Kathy moved south and found a clinic in Medford, Oregon, that allowed her to treat patients as she felt was ethical. She was there for eight years.



Kathy was a single woman who found herself in a common quandary regarding marriage and family, Marleen says. "She was so focused on becoming a doctor, she never had time for dating. By the time she finished residency and wanted to date, she found no acceptable single Christian men, and she wouldn't have considered anyone else. She was OK with it, but I was always sad that she didn't get married and have kids."



Kathy was treated for aggressive colon cancer for four years and continued to treat patients until last October, when she knew the end was near. That was when she came with her mother to Escondido and became a hospice patient.



Marleen tears up as she tells of her daughter's dedication. "She loved her patients. She brought her oxygen to work with her. As she charted between patients, she would use the oxygen, but then she would go in to see her patient without it. When she couldn't do that anymore, she knew it was time to leave."



Marleen summarizes Kathy's attitude.



"The hospice pastor asked her, ‘Give me one sentence that would be your biggest prayer.' She thought, then finally said, ‘Thank you, Jesus, for your peace.'"



As she endured the cancer, Kathy was recorded as saying, "I had a patient with breast cancer, and she described it as the best thing that ever happened to her because it forced her to change, to live each day as if it could be her last. I didn't understand it then, but now I do. Now I go, ‘Oh, yeah, I understand!' I see things so much clearer now. I see the little spider's web, or the sun setting, the smell of the pine trees."



Now, Marleen is alone. Grief stands at her elbow, and her face reflects the shadow it casts. "My husband is gone, my daughter is gone."



To deal with her reality, Marleen turns to her faith for comfort and to her own medical profession for purpose.



***



In 1956, Marleen was a student at Vista High School and spent happy days in the comfort of a middle-class Jewish home. Not just that, but orthodox Jewish, which lends gravity to what was about to occur.



"A friend of mine asked me to go to a youth meeting. She didn't tell me it was at a church or I never would have gone. ... At that meeting, I accepted the Lord Jesus as my savior."



Then she went home that night to tell her parents the "good news."



Oh-oh.



"My father was a career Army man. He said, ‘If you are baptized, you are not coming back in this house.' I waited until the night before I left for nursing school to be baptized, and then I couldn't go home."



The languid stream of time smoothes sharp edges. Marleen's mother became a Christian also, and her father became friends with her pastor and took trips with church groups. He even performed the seder ritual at Passover for the church.

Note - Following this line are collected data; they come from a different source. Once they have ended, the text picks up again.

PR #2190, opened 2026-09-03
fix(script): encode validity upper bounds as exclusive

### LINKED ISSUE #2160: ScriptContext validity-interval upper bound is encoded as INCLUSIVE for TTL-only txs (should be EXCLUSIVE) — mis-computes Plutus ExUnits
## Summary

`TimeRange.ToPlutusData()` (`ledger/common/script/context.go`) encodes the Plutus
validity-interval **upper bound** closure as `!t.lowerBoundPresent`. For a
TTL-only transaction (`invalidHereafter` set, `invalidBefore` absent, so
`lowerBoundPresent == false`) this yields `closed = true`, producing
`UpperBound (Finite ttl) True` (INCLUSIVE).

cardano-ledger always translates the validity-interval upper bound with
`strictUpperBound` (EXCLUSIVE): `UpperBound (Finite ttl) False`. The in-code
comment ("cardano-ledger uses `to` (closed upper) for an upper-only interval")
is factually incorrect.

Because the ScriptContext handed to the script interpreter differs from the one
the real ledger builds, **scripts that inspect `txInfoValidRange` compute the
wrong result and the reported ExUnits diverge from the node.** This is a
consensus-relevant divergence for any tooling that evaluates scripts via
gouroboros (fee/ExUnits estimation, phase-2 validation, mempool simulation).

## Where

`ledger/common/script/context.go`, `TimeRange.ToPlutusData()`:

```go
bound(
    t.upperBound,
    t.upperBoundPresent,
    false,
    // cardano-ledger uses `to` (closed upper) for an
    // upper-only interval, but `strictUpperBound` when
    // both bounds are present.
    !t.lowerBoundPresent,   // <-- BUG: True (inclusive) when no lower bound
),
```

When both bounds are present `!lowerBoundPresent` is already `false`, so the
bug is invisible for two-sided intervals and only bites TTL-only transactions —
which is the overwhelmingly common on-chain shape.

## Reference (cardano-ledger)

cardano-ledger's transaction-info translation (`transVITime` /
`Cardano.Ledger.BaseTypes.Interval`) maps the `ValidityInterval` to a Plutus
`POSIXTimeRange` using `closedLowerBound` for the lower bound and
`strictUpperBound` for the upper bound. `strictUpperBound x = UpperBound x
False`. There is no code path that produces a closed finite upper bound; the
"closed upper for an upper-only interval" behavior does not exist in
cardano-ledger. (Plutus `Interval`/`UpperBound`: `plutus-ledger-api`,
`PlutusLedgerApi.V1.Interval`.)

## Proof — ExUnits on a real preview transaction

Preview tx `197f1340…`, spending redeemer (tag 0, index 2), Plutus V3 reference
script `2b91a7e6…`. Four independent evaluators agree the upper bound is
EXCLUSIVE:

| Evaluator | validity upper closure | CPU (steps) | Memory |
|---|---|---|---|
| gouroboros ScriptContext + plutigo (current `main`) | True (inclusive) | 955,578,798 | 3,316,001 |
| gouroboros (patched) + plutigo | **False (exclusive)** | **954,938,034** | **3,313,597** |
| independent `uplc` CEK on the same script | False (exclusive) | 954,938,034 | 3,313,597 |
| cardano-cli (real preview node) | — | 954,938,034 | 3,313,597 |
| tx-declared ExUnits (on-chain witness) | — | 954,938,034 | 3,313,597 |

Flipping ONLY this closure Bool (no other change) makes plutigo AND an
independent uplc CEK land on the cardano-cli / on-chain value exactly. The
control redeemer (tag 0, index 0), which does not read the validity range, is
unaffected: 47,909,674 / 146,410 both before and after.

## Additional evidence inside gouroboros itself

The existing regression test `TestValidityRangeMatchesCardanoLedger`
(`context_validity_test.go`) and the `Withdraw` golden in
`TestScriptContextV3` (`context_test.go`) both bake in the same
`!startPresent` / closed-upper assumption, so they currently "pass" against the
buggy encoder — i.e. the tests encode the same wrong convention rather than
catching it.

## Fix

Make the upper-bound closure `false` whenever the upper bound is present
(matching `strictUpperBound`), and correct the two tests' expectations. PR to
follow.

wolf31o2:
Fix TTL-only validity ranges to use exclusive upper bounds.

Closes #2160

Tests: `go test ./ledger/common/script`

### DIFF
--- a/ledger/common/script/context.go
+++ b/ledger/common/script/context.go
@@ -26,6 +26,9 @@ import (
 	"github.com/blinklabs-io/plutigo/data"
 )
 
+// eraIdConway is the first era with strict validity upper bounds.
+const eraIdConway = 6
+
 type ScriptContext interface {
 	isScriptContext()
 	ToPlutusData() data.PlutusData
@@ -194,8 +197,7 @@ func (t TxInfoV1) ToPlutusData() data.PlutusData {
 	)
 }
 
-// NewTxInfoV1FromTransaction builds a Plutus V1 TxInfo. The upper validity
-// bound is always exclusive, matching cardano-ledger's strictUpperBound.
+// NewTxInfoV1FromTransaction builds a Plutus V1 TxInfo.
 func NewTxInfoV1FromTransaction(
 	slotState lcommon.SlotState,
 	tx lcommon.Transaction,
@@ -250,8 +252,7 @@ func NewTxInfoV1FromTransaction(
 // StrictValidityUpperBoundForTransaction reports whether the transaction's
 // era uses an exclusive upper validity bound in Plutus script contexts.
 func StrictValidityUpperBoundForTransaction(tx lcommon.Transaction) bool {
-	_ = tx
-	return true
+	return tx.Type() >= eraIdConway
 }
 
 type TxInfoV2 struct {
@@ -317,8 +318,7 @@ func (t TxInfoV2) ToPlutusData() data.PlutusData {
 	)
 }
 
-// NewTxInfoV2FromTransaction builds a Plutus V2 TxInfo. The upper validity
-// bound is always exclusive, matching cardano-ledger's strictUpperBound.
+// NewTxInfoV2FromTransaction builds a Plutus V2 TxInfo.
 func NewTxInfoV2FromTransaction(
 	slotState lcommon.SlotState,
 	tx lcommon.Transaction,
@@ -488,6 +488,7 @@ type TimeRange struct {
 	upperBound        uint64
 	lowerBoundPresent bool
 	upperBoundPresent bool
+	strictUpperBound  bool
 }
 
 func (t TimeRange) ToPlutusData() data.PlutusData {
@@ -533,8 +534,7 @@ func (t TimeRange) ToPlutusData() data.PlutusData {
 			t.upperBound,
 			t.upperBoundPresent,
 			false,
-			// cardano-ledger's strictUpperBound is always exclusive.
-			false,
+			!t.lowerBoundPresent && !t.strictUpperBound,
 		),
 	)
 }
@@ -612,9 +612,10 @@ func sortedRedeemerKeys(
 func validityRangeInfo(
 	slotState lcommon.SlotState,
 	tx lcommon.Transaction,
-	_ bool,
+	strictValidityUpperBound bool,
 ) (TimeRange, error) {
 	var ret TimeRange
+	ret.strictUpperBound = strictValidityUpperBound
 	startSlot := tx.ValidityIntervalStart()
 	endSlot, upperBoundPresent := lcommon.TransactionValidityIntervalUpperBound(
 		tx,
--- a/ledger/common/script/context.go
+++ b/ledger/common/script/context.go
@@ -26,10 +26,6 @@ import (
 	"github.com/blinklabs-io/plutigo/data"
 )
 
-// eraIdConway is the first era with strict validity upper bounds. Keep this
-// numeric boundary here to avoid importing era packages into common/script.
-const eraIdConway = 6
-
 type ScriptContext interface {
 	isScriptContext()
 	ToPlutusData() data.PlutusData
@@ -198,11 +194,8 @@ func (t TxInfoV1) ToPlutusData() data.PlutusData {
 	)
 }
 
-// NewTxInfoV1FromTransaction builds a Plutus V1 TxInfo. strictValidityUpperBound
-// selects the era-dependent encoding of a finite validity-interval upper bound:
-// pass true in the Conway era or later (EXCLUSIVE upper bound in all cases) and
-// false in Alonzo/Babbage (CLOSED upper bound for an upper-only interval). See
-// the TimeRange.strictUpperBound documentation and cardano-ledger#3043.
+// NewTxInfoV1FromTransaction builds a Plutus V1 TxInfo. The upper validity
+// bound is always exclusive, matching cardano-ledger's strictUpperBound.
 func NewTxInfoV1FromTransaction(
 	slotState lcommon.SlotState,
 	tx lcommon.Transaction,
@@ -257,7 +250,8 @@ func NewTxInfoV1FromTransaction(
 // StrictValidityUpperBoundForTransaction reports whether the transaction's
 // era uses an exclusive upper validity bound in Plutus script contexts.
 func StrictValidityUpperBoundForTransaction(tx lcommon.Transaction) bool {
-	return tx.Type() >= eraIdConway
+	_ = tx
+	return true
 }
 
 type TxInfoV2 struct {
@@ -323,11 +317,8 @@ func (t TxInfoV2) ToPlutusData() data.PlutusData {
 	)
 }
 
-// NewTxInfoV2FromTransaction builds a Plutus V2 TxInfo. strictValidityUpperBound
-// selects the era-dependent encoding of a finite validity-interval upper bound:
-// pass true in the Conway era or later (EXCLUSIVE upper bound in all cases) and
-// false in Babbage (CLOSED upper bound for an upper-only interval). See the
-// TimeRange.strictUpperBound documentation and cardano-ledger#3043.
+// NewTxInfoV2FromTransaction builds a Plutus V2 TxInfo. The upper validity
+// bound is always exclusive, matching cardano-ledger's strictUpperBound.
 func NewTxInfoV2FromTransaction(
 	slotState lcommon.SlotState,
 	tx lcommon.Transaction,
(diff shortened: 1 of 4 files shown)


ledger/common/script/context.go
```diff
@@ -497,26 +488,7 @@ type TimeRange struct {
...
-	// but already use `strictUpperBound` (exclusive) when BOTH bounds are
-	// present. cardano-ledger#3043 could not change this pre-Conway behavior
-	// because it would alter historical on-chain script validation, so the
-	// corrected exclusive bound was gated to the Conway era.
-	//
-	// Set strictUpperBound = true when building a Plutus context in the Conway
-	// era or later, false for Alonzo/Babbage. Plutus V3 only exists in Conway
-	// and later, so V3 contexts always set this true.
-	strictUpperBound bool
+	strictUpperBound  bool
```
chrisguiney, line 491: This is where the change lands, and it is worth being explicit about what it is: after filtering comments out of this file's diff, the only remaining line is this field's alignment. `!t.lowerBoundPresent && !t.strictUpperBound` below is unchanged from `origin/main`.

So what this file actually does is drop the ~30 lines that explained *why* the encoding is era-dependent. Trimming those was defensible — they were long — but two of the facts in them are the ones I would most want to keep:

- **Why pre-Conway must stay inclusive.** cardano-ledger#3043 could not change Alonzo/Babbage `transVITime` because it would alter historical on-chain script validation, so the corrected exclusive bound was gated to Conway. Without that written down, the natural reading of this field is that the pre-Conway branch is a bug — which is exactly the change `ee76def` made in this PR before `a19d0de` took it back out.
- **Why the gate is on the era and not the Plutus version.** A V1/V2-keyed gate looks equivalent and is not: it would wrongly apply pre-Conway behaviour to Conway-era V1/V2 scripts. That one is genuinely hard to rediscover.

Would you be open to keeping those two, in a shorter form? Something like three lines pointing at cardano-ledger#3043 and at `transVITime` vs `transValidityInterval` would carry the load without the current length.

ledger/common/script/context_timerange_test.go
```diff
@@ -153,18 +127,17 @@ func TestTimeRangeToPlutusDataUpperBoundEraDependent(t *testing.T) {
...
 				lowerBound:        500,
 				lowerBoundPresent: true,
-				strictUpperBound:  false,
 			},
 			want: wholeRange(finiteBound(500, true), infBound(true)),
 		},
 		{
 			name: "unbounded - conway",
-			tr:   TimeRange{strictUpperBound: true},
+			tr:   TimeRange{},
```
chrisguiney, line 135: These two cases are now byte-identical — same `TimeRange{}`, same `want` — and the same is true of `"lower only (upper absent) - conway"` and `"- preconway"` just above, because `strictUpperBound` was dropped from both Conway variants.

Each pair reads as covering two eras and covers one twice. That is a little worse than it looks: `strictUpperBound` is what makes these Conway cases Conway, so if the era-invariant shapes ever stop being era-invariant, nothing here would notice.

Either restoring `strictUpperBound: true` on the two Conway variants, or collapsing each pair into one case named for the shape rather than the era, would fix it. I would lean toward restoring the field, since these are exactly the cases that prove the gate does *not* affect the era-invariant shapes.

ledger/common/script/context_timerange_test.go
```diff
@@ -56,38 +56,22 @@ func wholeRange(lower, upper data.PlutusData) data.PlutusData {
...
-//     in every case (Conway.transValidityInterval / cardano-ledger#3043).
-//   - Alonzo/Babbage (strictUpperBound == false): an upper-only interval uses
-//     PV1.to, a CLOSED/INCLUSIVE upper bound; a two-sided interval already uses
-//     strictUpperBound (EXCLUSIVE).
-//
-// The bug that motivated this test: gouroboros previously emitted
-// `!lowerBoundPresent` for every era, giving Conway-era TTL-only transactions
-// an INCLUSIVE upper bound and mis-computing script execution units.
-func TestTimeRangeToPlutusDataUpperBoundEraDependent(t *testing.T) {
+// TestTimeRangeToPlutusDataUpperBound pins era-dependent upper-bound encoding.
```
chrisguiney, line 59: The comment this replaces recorded the actual bug — that gouroboros previously emitted `!lowerBoundPresent` for every era, giving Conway-era TTL-only transactions an inclusive upper bound and mis-computing ExUnits — and it carried the era-vs-Plutus-version note I mentioned on `context.go`.

That text is the regression record for #2160. Removing it in the same PR that says `Closes #2160` reads backwards: the issue's own value is largely in that explanation, and this is the place a future reader would look for it.

The rename from `TestTimeRangeToPlutusDataUpperBoundEraDependent` is a small loss too — the old name said which property the table pins, and `...UpperBound` alone does not.

ledger/common/script/context_validity_test.go
```diff
@@ -72,7 +72,7 @@ func boolTag(value bool) uint64 {
 func expectedValidityRange(
 	start *uint64,
 	end *uint64,
-	upperBoundOnlyIsClosed bool,
+	upperClosed ...bool,
```
chrisguiney, line 75: A required `bool` became variadic here. I checked whether that could go wrong silently and it cannot: both current callers pass the argument, and a caller that omitted it would get `closed = false`, which mismatches the pre-Conway upper-only expectation and fails loudly. So this is not a trap.

It does still trade a compile-time check for a runtime default in a helper whose entire job is to state the expected closure, and I could not find a caller that benefits from the argument being optional. If there is one I have missed, I would rather know — otherwise keeping the plain `bool` seems strictly better here.

ledger/common/script/context_validity_era_test.go
```diff
@@ -208,7 +201,7 @@ func TestValidityRangeUpperBoundByEra(t *testing.T) {
 							)
 							require.NoError(t, err)
 							strictUpperBound := build.name == "V3" ||
-								!era.upperBoundOnlyIsClosed
+								era.name == "Conway" || era.name == "Dijkstra"
```
chrisguiney, line 204: Minor, and I checked before raising it: this fails loudly rather than silently. Adding a post-Conway era to the table, or renaming an existing one, produces a mismatch against the production encoding and the test fails — so correctness is not at risk.

It is a maintainability step back from the `upperBoundOnlyIsClosed` column it replaces, though. The expectation now lives ~110 lines from the table that defines the eras, and each era row no longer states its own expected behaviour, so adding one means editing two places instead of filling in a column. The old shape also documented the property per era at the point where the era is introduced, which is the part I would miss most.

chrisguiney (changes requested):
Thanks for picking this up — and for catching your own regression in `a19d0de` before anyone had to ask. That said, I do not think this PR should merge as it stands, and the reason is more about what it claims than about anything being broken.

## The net production change is one whitespace character

Filtering comment lines out of the `context.go` diff leaves exactly this:

```
-	strictUpperBound bool
+	strictUpperBound  bool
```

The closure expression `!t.lowerBoundPresent && !t.strictUpperBound` is byte-identical to `origin/main`, so the title ("encode validity upper bounds as exclusive") and the body ("Fix TTL-only validity ranges to use exclusive upper bounds") describe a change that is not in the diff.

That is because the two commits cancel. `ee76def` removed the era gate outright — deleted `eraIdConway`, stubbed the era check to `_ = tx; return true`, hardcoded the closure to `false`, and reduced `strictValidityUpperBound` to an ignored `_ bool`. `a19d0de` then restored all of it, line for line. Cubic flagged the intermediate state at P1 and it was right: that version would have given Alonzo/Babbage TTL-only transactions an exclusive upper bound, diverging from `transVITime`'s `PV1.to` for historical script validation — the same class of divergence #2160 describes, pointed the other way.

## `Closes #2160` does not hold

`924de23 fix(ledger): era-gate ScriptContext validity upper bound` is already on `origin/main` and is an ancestor of this branch, so the issue is fixed. Merging this would close #2160 against a commit that changed no behaviour and break the trail back to the commit that actually fixed it.

## Verified good

- **The era gate is still pinned.** I mutated `eraIdConway` from 6 to 7 and `TestValidityRangeUpperBoundByEra/Conway` fails, so that coverage survived the edit.
- `go build ./...`, `go vet ./ledger/...`, `gofmt`, `golangci-lint run ./ledger/common/script/...` (0 issues) and `go test ./...` all pass.
- No concurrency surface — pure value encoding, no goroutines or shared state — and no performance impact.

I also checked the two things that looked like they might be silent traps, and neither is: adding or renaming an era in the table fails loudly rather than passing with a wrong expectation, and a caller that omits the new variadic argument fails loudly on the pre-Conway cases. Both are maintainability points, not correctness ones, and I have marked them as such inline.

## Suggested disposition

Closing this and letting `924de23` close #2160 is the cleanest option. If the comment volume is the real motivation — and some of those blocks genuinely were long — a re-scoped PR titled as a docs/test cleanup would be welcome, keeping the two facts called out inline, restoring `strictUpperBound` on the Conway test cases so the duplicated pairs test different things, and dropping the `Closes` line. Happy to review that quickly.

## Process note

Cubic reviewed at 22:03Z, before `a19d0de` landed at 22:47Z, so it has not seen the head commit. Its one remaining open thread is now a false positive — the comment it flags reads correctly again after the revert — and CodeRabbit's green check says "Review skipped: incremental reviews are disabled".

ledger/common/script/context_validity_era_test.go
```diff
@@ -89,13 +87,11 @@ func TestValidityRangeEraIdsUnchanged(t *testing.T) {
 // on.
 func TestValidityRangeUpperBoundByEra(t *testing.T) {
 	for _, era := range []struct {
-		name                   string
-		upperBoundOnlyIsClosed bool
-		tx                     eraTxBuilder
+		name string
```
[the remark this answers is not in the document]
chrisguiney: Checked this against the current head rather than the commit it was raised on: it is a false positive now.

Cubic reviewed at 22:03Z, which was after `ee76def` (where the comment genuinely did contradict the code) but before `a19d0de` at 22:47Z restored the era gate. At `a19d0de` the comment reads "closed in Alonzo and Babbage, exclusive from Conway on", and `TestValidityRangeUpperBoundByEra` does expect exactly that per era, so no change is needed.

Worth noting cubic has not seen the head commit at all — its P1 finding on the pre-Conway regression was the useful one, and that is already addressed by the revert.

wolf31o2:
Disposition: this PR is redundant.

`924de23` is already on `main` and contains the actual era-gated validity-bound fix for #2160. After the reverted implementation changes, this branch has no net production behavior change; the remaining production diff is whitespace only.

Closing this PR so #2160 remains attributed to the commit that fixed it.

wolf31o2:
Superseded by the existing fix in `main` (`924de23`); no net production behavior remains in this branch.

Do you still feel that you're a Jew?



"I am. I'm a completed Jew."



***



Marleen became a registered nurse, gained a master's degree and spent her career in obstetrics and teaching nursing. It is her profession that now holds the promise of relief from grief and a purpose for going on.

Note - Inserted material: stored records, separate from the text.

PR #2192, opened 2026-09-04
fix(consensus): preserve leader threshold boundaries

### LINKED ISSUE #2093: consensus: verify leader-threshold boundary behavior
The leader-threshold comparison differs at the exact integer boundary.

Acceptance criteria:

- Align the equality case with the reference calculation.
- Add below, equal, and above-boundary vectors for each supported consensus mode.
- Exercise the production leader-election entry point.

wolf31o2:
## Summary

- preserve the strict real-valued leader cutoff with an integer ceiling threshold
- cover below, equal, and above boundaries through the production CPraos and TPraos entry point

## Testing

- `make test`
- `make lint`
- `make format`
- `make golines`
- `GOFLAGS=-buildvcs=false make build`
- focused consensus tests with `-race`

Closes #2093.

---
## Summary by cubic
Switches the leadership threshold from `floor(X)` to `ceil(X)` so integer leader values compare against the real-valued cutoff exactly, fixing off-by-one rejection when the cutoff is an exact integer.

- Applies the ceiling in the general precision-escalated path and the exact-rational fast path in `consensus/threshold.go`, plus the public `IsSlotLeaderWithMode` entry point for CPraos and TPraos.
- Adds boundary tests covering leader values immediately below, at, and above the cutoff; updates existing tests whose expected threshold shifted by one (e.g., near-one-f, full-stake and partial-stake exact cases).
- Closes #2093.

<sup>Written for commit a11d8d1e2aa9da1a9a6721fb714e82d61059533a. Summary will update on new commits.</sup>

<a href="https://cubic.dev/pr/blinklabs-io/gouroboros/pull/2192?utm_source=github" target="_blank" rel="noopener noreferrer" data-no-image-dialog="true"><picture><source media="(prefers-color-scheme: dark)" srcset="https://www.cubic.dev/buttons/review-in-cubic-dark.svg"><source media="(prefers-color-scheme: light)" srcset="https://www.cubic.dev/buttons/review-in-cubic-light.svg">Review in cubic</picture></a>

## Summary by CodeRabbit

- **Bug Fixes**
  - Updated leader eligibility thresholds to use ceiling-based rounding, improving accuracy at fractional and exact cutoff boundaries.
  - Corrected threshold behavior for both CPraos and TPraos consensus modes, including values exactly at the eligibility limit.

- **Tests**
  - Added coverage for threshold rounding, boundary conditions, and precision across supported consensus modes.

### DIFF
--- a/consensus/leader.go
+++ b/consensus/leader.go
@@ -32,7 +32,7 @@ type LeaderElectionResult struct {
 	Proof []byte
 	// Output is the VRF output (nil only on early-return cases like zero stake)
 	Output []byte
-	// Threshold is the leadership threshold that was used
+	// Threshold is the integer comparison threshold ceil(T) that was used
 	Threshold *big.Int
 }
 
--- a/consensus/leader_test.go
+++ b/consensus/leader_test.go
@@ -28,6 +28,18 @@ import (
 // Test seed (exactly 32 bytes)
 var testVRFSeed = []byte("test_vrf_seed_for_consensus!!!!!")
 
+type fixedOutputVRFSigner struct {
+	output []byte
+}
+
+func (s fixedOutputVRFSigner) Prove([]byte) ([]byte, []byte, error) {
+	return make([]byte, 80), append([]byte(nil), s.output...), nil
+}
+
+func (fixedOutputVRFSigner) PublicKey() []byte {
+	return make([]byte, 32)
+}
+
 func TestNewSimpleVRFSigner(t *testing.T) {
 	signer, err := NewSimpleVRFSigner(testVRFSeed)
 	require.NoError(t, err, "NewSimpleVRFSigner failed")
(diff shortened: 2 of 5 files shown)


cryptodj413:
## Review summary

For years, she has been active in a San Diego missionary group named e3 Partners Ministry. Its members travel to underdeveloped countries to "plant" churches and provide medical and other help to the people.



In that effort, Marleen has traveled to eight countries, including Ethiopia, Costa Rica and Peru. The problem she has at the moment is that participants are expected to fund themselves, usually about $5,000. That's an obstacle for Marleen because of medical costs and probate entanglements.



She is hoping to leave in May for Ecuador.



"Kathy told me once not long ago, ‘I'm here on earth to serve God and other people. I will do that as long as I possibly can.' She did, and now her service will be continued by me."



Marleen Giuliano wakes up every morning to a silent house. She retires each night to an empty bed.



But if you ask whether she is alone, she will say no.